Argomento: Affidamento e mantenimento dei figli
Sezione: Sezione Semplice

(Cass. Civ., Sez. I, 23 gennaio 2024, n. 2259)

stralcio a cura di Ciro Maria Ruocco

“(…) 7. - Riguardo al primo motivo, che riguarda il contributo di mantenimento per la figlia maggiorenne, secondo l’orientamento di questa Corte che il Collegio condivide, compete al giudice di merito: a) verificare la sussistenza del prerequisito della non autosufficienza economica, con opportuno bilanciamento rispetto ai doveri di auto responsabilità che incombono sul figlio; b) modulare e calibrare la protezione in relazione alle peculiarità del caso concreto, nel rispetto del principio della proporzionalità; c) stabilire il contenuto e la durata dell’obbligo di mantenimento.
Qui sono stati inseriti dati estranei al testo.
PR #819, opened 2025-09-04
fix equation eq operator

### LINKED ISSUE #818: Use `=` equality for mathematical expressions and `==` for logical comparisons
### What happened?

Leftover from #728

To neatly distinguish between what is math and what is logic, `where` should use `==` (#795) and `expression` should use `=`.

```yaml
  source_capacity_equals_flow_capacity:
    description: >-
      Set a `supply` technology's flow capacity to equal its source capacity.
    foreach: [nodes, techs, carriers]
    where: source_cap AND source_cap_equals_flow_cap==True  # correct, was '=' before #795 fix
    equations:
      - expression: source_cap == flow_cap  # this should be '='
```

- [ ] macOS
- [ ] Windows
- [x] Linux

### Version

_No response_

### Relevant log output

```Shell

```

irm-codebase:
Fixes #818

This PR completes the standardisation of where / expression strings into their respective domains

* mathematical operations ("equations") now use `=`, `<=` and `>=` operators
* logical operations ("where" strings) use `==`

## Reviewer checklist

- [ ] Documentation updated
- [x] Changelog updated

### DIFF
--- a/CHANGELOG.md
+++ b/CHANGELOG.md
@@ -2,6 +2,8 @@
 
 ### User-facing changes
 
+|changed| `equations: - expression:` now uses `=` for 'equals' cases (#818)
+
 |fixed| `ModelDataFactory` is no longer run twice during startup, resulting in faster initialisation
 
 |changed| `Model.from_dict` has been removed in favor of `calliope.read_dict` (matching `read_netcdf` and `read_yaml`)
--- a/docs/user_defined_math/examples/chp_htp.yaml
+++ b/docs/user_defined_math/examples/chp_htp.yaml
@@ -114,9 +114,9 @@ constraints:
   balance_conversion:
     equations:
       - where: NOT turbine_type
-        expression: sum(flow_out_inc_eff, over=carriers) == sum(flow_in_inc_eff, over=carriers)
+        expression: sum(flow_out_inc_eff, over=carriers) = sum(flow_in_inc_eff, over=carriers)
       - where: turbine_type==backpressure AND NOT boiler_eff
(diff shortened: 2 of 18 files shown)


irm-codebase:
Here is a proposal for this functionality.
I'm not as versed as @brynpickering on backend functionalities, but for what I've seen this should do the trick?

# Proposal: `@` accessor for dimensions

`@` is a nice decorator for accessing dimensions because it's often spelled as 'at'.
It's functionality is to let a user access the current coordinate/indexes 'at' the specific `foreach` execution.

It should provide the following functionality.

## Rules

- If using `@dim`, that specific dimension should be present in `foreach:`. If not, an error should be raised.
- Only numbered dimensions should be usable in the math.
- Only ordered dimensions should have ordinal / offset accessors (see below)

## `dimension` accessors

For the cases below, assume:
- `year` is an ordered dimension with `[2000, 2005, 2010, 2015]`
- there are no `where` limits (all indexes are accessed, in order)

Accessors:
- **current coordinate** (`@year`): this will fetch the current case.
So `expression: @year + 1` should net `[2001, 2006, 2010, 2016]`
- **offset** (`@year[-1]`, `@year[+1]`): lets you fetch dimension values in relation to the current `foreach` position.
So `expression: @year[+1]` should net `[2005, 2010, 2015, ERROR]`
And `expression: @year[+1]` should net `[ERROR, 2000, 2005, 2010]`

## `variable` accessors

These let users access variables in relation to the current `foreach` position.
Similar to `roll` in most cases, but a bit more readable.

- `flow_cap@year[-1]`: give me `flow_cap` for the previous year.
- `flow_cap@year[+1]@timestep[-1]`: give me `flow_cap` at the previous year for the next timestep

PR #832, opened 2025-09-24
Remove _reentry; add runtime entries for timeseries agg/math updates

### LINKED ISSUE #824: _datetime_index() in time.py failing on ISO8601 check when reading models with clustering
### What happened?

I have successfully run dev7 calliope models with clustered days and saved these as netcdfs - no issues. However, later when attempting to read these files using calliope.read_netcdf, an exception is raised within preprocessing's time.py in the function _datetime_index(). 

I do not fully understand it but I believe there is some issue with the way in which clustering aspect is written into netcdf file, it is recording the time component twice perhaps? e.g. 00:00:00 00:00:00 instead of yyyy-mm-dd 00:00:00. I am surprised there is a time component at all considering clustering is on dates only.

I personally fixed this with by writing a wrapper for read_netcdf that applies .pop to remove 'time_cluster' from the config.init attributes, as per the function below:

import calliope
from pathlib import Path
from netCDF4 import Dataset
import  yaml

def read_clustered_netcdf(path):

    p = Path(path).resolve()
    with Dataset(p, "a") as nc:  # append mode
        g = nc.groups["attrs"]
        cfg = yaml.safe_load(g.getncattr("config"))
        cfg.get("init", {}).pop("time_cluster", None)  # remove lingering clustering
        g.setncattr("config", yaml.safe_dump(cfg))

    return calliope.read_netcdf(path)

Not ideal, as this loses the clustering information. I can provide a 'faulty' netcdf file for you to play around with in case that helps.

- [ ] macOS
- [x] Windows
- [ ] Linux

### Version

dev7

### Relevant log output

```Shell

```

brynpickering:
Fixes #824 

This should make re-init more robust by storing more things in `runtime` so we can compare against them when cleaning up the input dataset. This allows us to subset/resample/cluster only when there's a need to (runtime settings have changed).

* Removed `_reentry` and replaced with more config stored in `runtime`. This is more robust for cases of re-init where clustering/subsetting/resampling are defined and/or are being changed.
* Allowed updates to init config on loading from file. This would allow someone to store and share a model at full resolution and with lots of techs/nodes but for others to then easily subset/resample/cluster that model for their needs.
* Split `ModelDataFactory` into a builder and cleaner class. They share one method (dtype updater) which I have placed in a shared abstract base class.

## Reviewer checklist

- [ ] Documentation updated
- [ ] Changelog updated

### DIFF
--- a/src/calliope/model.py
+++ b/src/calliope/model.py
@@ -15,7 +15,8 @@ import xarray as xr
 
 from calliope import _version, backend, exceptions, io, postprocess, preprocess
 from calliope.attrdict import AttrDict
-from calliope.preprocess.model_data import ModelDataFactory
+from calliope.preprocess import model_math
+from calliope.preprocess.model_data import ModelDataBuilder, ModelDataCleaner
 from calliope.schemas import CalliopeAttrs, ModelStructure, config_schema
 from calliope.util.logging import log_time
 
@@ -25,11 +26,12 @@ if TYPE_CHECKING:
 LOGGER = logging.getLogger(__name__)
 
 
-def read_netcdf(path: str | Path) -> Model:
+def read_netcdf(path: str | Path, **kwargs) -> Model:
     """Return a Model object reconstructed from model data in a NetCDF file.
 
     Args:
         path (str | Path): Path to Calliope model NetCDF file.
+        **kwargs: initialisation overrides.
 
     Returns:
         Model: Calliope Model instance.
@@ -39,6 +41,7 @@ def read_netcdf(path: str | Path) -> Model:
         model_data["inputs"],
         CalliopeAttrs(**model_data["attrs"].attrs),
         model_data["results"],
+        **kwargs,
     )
 
 
@@ -120,17 +123,25 @@ def read_dict(
         "preprocess_start",
         comment="Model: preprocessing data",
     )
-    model_data_factory = ModelDataFactory(
+    # TODO: build math on re-init, too.
+    math_priority = model_math.get_math_priority(model_def.config.init)
+    math = model_math.build_math(
+        math_priority,
+        model_def.math.init.model_dump(),
+        validate=model_def.config.init.pre_validate_math_strings,
+    )
+    model_data_factory = ModelDataBuilder(
         model_def.config.init,
         AttrDict(model_def.definition.model_dump(exclude_defaults=True)),
-        model_def.math.init,
+        math,
         definition_path,
         data_table_dfs,
     )
     model_data_factory.build()
-    model_data_factory.clean()
-    model_def = model_def.update({"math.build": model_data_factory.math.model_dump()})
-    return Model(inputs=model_data_factory.dataset, attrs=model_def, _reentry=False)
+    model_def = model_def.update(
+        {"math.build": math.model_dump(), "runtime.math_priority": math_priority}
+    )
+    return Model(inputs=model_data_factory.dataset, attrs=model_def)
 
 
 class Model(ModelStructure):
@@ -143,7 +154,6 @@ class Model(ModelStructure):
         inputs: xr.Dataset,
         attrs: CalliopeAttrs,
         results: xr.Dataset | None = None,
-        _reentry: bool = True,
         **kwargs,
     ) -> None:
         """Returns a instantiated Calliope Model.
@@ -154,10 +164,6 @@ class Model(ModelStructure):
             results (xr.Dataset | None, optional):
                 Results dataset from another Calliope Model with compatible math formulation.
                 Defaults to None.
-            _reentry (bool, optional):
-                Specifies model math and configuration must be reinitialised.
-                Should only be set to `False` if this is the first time the model has been instantiated.
-                Defaults to True.
             **kwargs:
                 initialisation keyword arguments
         """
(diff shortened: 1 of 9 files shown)


src/calliope/preprocess/model_data.py
```diff
@@ -733,62 +627,247 @@ def _update_one_way_links(node_from_data: dict, node_to_data: dict):
...
+    def add_link_distances(self):
+        """If latitude/longitude are provided but distances between nodes have not been computed, compute them now.
+
+        The schema will have already handled the fact that if one of lat/lon is provided, the other must also be provided.
+        """
+        # If no distance was given, we calculate it from coordinates
+        if (
+            "latitude" in self.dataset.data_vars
+            and "longitude" in self.dataset.data_vars
+            and (self.dataset.base_tech == "transmission").any()
```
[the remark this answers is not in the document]
brynpickering: This method is only called once so I think it's easier to leave there than to abstract it

brynpickering:
Failing tests are some randomly occurring infinite recursion error on Linux. Any ideas @irm-codebase ?

src/calliope/model.py
```diff
@@ -120,17 +123,30 @@ def read_dict(
         "preprocess_start",
         comment="Model: preprocessing data",
     )
-    model_data_factory = ModelDataFactory(
+    # TODO: build math on re-init, too.
```
irm-codebase: Left over TODO?
Math looks complete after function is done.

src/calliope/model.py
```diff
@@ -167,34 +178,38 @@ def __init__(
...
+                    "runtime.math_priority": math_priority,
+                    "math.build": math.model_dump(),
+                }
             )
-            self.config = self.config.update({"init": kwargs})
-            model_data_factory = ModelDataFactory(
-                self.config.init, inputs, self.math.init
+        if inputs:
+            model_data_factory = ModelDataCleaner(
+                self.config.init, inputs, attrs.math.build, attrs.runtime
```
irm-codebase, line 205: Ha. Splitting `ModelDataFactory` into a cleaning portion was an idea during the `_reentry` PR...
Shows I should not have been lazy, I suppose.

irm-codebase: @brynpickering can you describe in which instance `if inputs` will result to `False`?

All `read_` functions deliver a non-empty object, and creating a new model from another (direct `Model` call by the user) should also result in a non-empty `inputs`.

To me it looks like we should throw an error if `inputs` is not an `xarray` dataset, and remove this `if`...

src/calliope/preprocess/data_tables.py
```diff
@@ -67,21 +53,18 @@ def __init__(
         self.model_definition_path = model_definition_path
```
irm-codebase, line 53: Nice to have: consider defining the typing of `self.` class attributes here (i.e., `self.name: str = table_name`). That way `mypy` will throw errors if your logic does not comply with that typing.

src/calliope/preprocess/__init__.py
irm-codebase, line 1: Nitpick:
I'd suggest giving access to `ModelDataFactory` and `ModelDatacleaner` here.
It's a way of 'suggesting' that other functionality is not meant for external access, and it makes our imports shorter.

src/calliope/preprocess/model_data.py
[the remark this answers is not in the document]
irm-codebase: meh, ignore the bot

src/calliope/preprocess/model_data.py
```diff
@@ -733,62 +615,261 @@ def _update_one_way_links(node_from_data: dict, node_to_data: dict):
...
+    def assign_input_attr(self):
+        """Assign metadata as attributes to each input array."""
+        all_attrs = {
+            **self.math.parameters.model_dump(),
+            **self.math.lookups.model_dump(),
+        }
+        for var_name, var_data in self.dataset.data_vars.items():
+            self.dataset[var_name] = var_data.assign_attrs(all_attrs.get(var_name, {}))
+            # Remove this redundant attribute
+            self.dataset[var_name].attrs.pop("active", None)
```
irm-codebase, line 818: Perhaps a topic for a future PR, but it's best to ask now.

Do we need to store these in the resulting dataset? This data is always a repeat of what is in `math`, which is stable, safer, easier to read in code, and requires no duplication (which avoids future bugs).

irm-codebase:
Ok, after running the tests several times I did manage to reproduce the failed `test_backend_pyomo` case @brynpickering.
This is very hard to debug, but my best guess at the moment is this:

Something in Linux does not enjoy that the `stdout` and `stderr` are being redirected in the `pyomo` backend. Looks like this is the sequence:

- something in the logging chain becomes inaccessible
- a `stdout` / `stderr` message tries to go through
- cannot due to lack of access
- a `stdout` / `stderr` message tries to go through to specify this access issue
- cannot due to lack of access
- etc etc

This is a separate bug, and would be solved by not redirecting `std_err` / `std_out` in the pyomo backend.
Gut guess is that something in the test setup is polluting the model instance.

src/calliope/model.py
brynpickering: Inputs may be an empty dataset. This happens for instance in SPORES where results are saved but inputs are not. When loaded back in, this resolves to an empty dataset.

src/calliope/preprocess/data_tables.py
brynpickering: It will match the type of the associated method arguments so I don't think there is a need to re-iterate the type for mypy to pick that up, right?

src/calliope/preprocess/model_data.py
brynpickering: I tend to agree due to avoiding future bugs and repetition. The only reason to keep the information is for users to be able to quickly see the metadata associated with each array (be it a parameter, lookup, variable, or global expression)....

src/calliope/model.py
irm-codebase: So basically a `model` instance that cannot run `build`/`solve`?
I guess that is fine, although I personally find it odd... my not just keep a `netCDF` file in that case?

src/calliope/preprocess/model_data.py
irm-codebase: I think it'd be better to only have the `math` definition, then. We should slowly get users familiarised with the new approach, and not having this stuff duplicated is part of that. It also prevents duplication bugs (e.g., the backend using these values instead of `math`) from happening in the future

irm-codebase: That's a topic for another PR though.

irm-codebase (approved):
Changes look good to me.
The failing test we are seeing should be benign on the user side. I've created #833 to track it.

src/calliope/preprocess/data_tables.py
irm-codebase: https://mypy.readthedocs.io/en/stable/cheat_sheet_py3.html#classes
You are correct!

In particolare, l’età è un parametro importante di riferimento e la valutazione deve essere condotta con rigore proporzionalmente crescente, in rapporto all’età dei beneficiari, in modo da escludere che tale obbligo assistenziale, sul piano giuridico, possa essere protratto oltre ragionevoli limiti di tempo e di misura, benché non possa ritenersi automaticamente cessato con il raggiungimento della maggiore età. È stato altresì precisato che, in tema di mantenimento del figlio maggiorenne privo di indipendenza economica, l’onere della prova delle condizioni che fondano il diritto al mantenimento e a carico del richiedente, vertendo esso sulla circostanza di avere il figlio curato, con ogni possibile impegno, la propria preparazione professionale o tecnica o di essersi, con pari impegno, attivato nella ricerca di un lavoro: di conseguenza, se il figlio e neomaggiorenne e prosegua nell’ordinario percorso di studi superiori o universitari o di specializzazione, già questa circostanza è idonea a fondare il suo diritto al mantenimento; viceversa, per il “figlio adulto” in ragione del principio dell’auto - responsabilità, sarà particolarmente rigorosa la prova a suo carico delle circostanze, oggettive ed esterne, che rendano giustificato il mancato conseguimento di una autonoma collocazione lavorativa (cfr. da ultimo Cass. 26875/2023; Cass. 29264/2022). La Corte d’Appello si è attenuta ai suesposti principi, richiamati nel decreto impugnato, mentre la doglianza non solo non si confronta con il percorso argomentativo svolto in punto di diritto dalla Corte territoriale, ma soprattutto involge totalmente valutazioni meritali e sollecita impropriamente il riesame dei fatti. (…)”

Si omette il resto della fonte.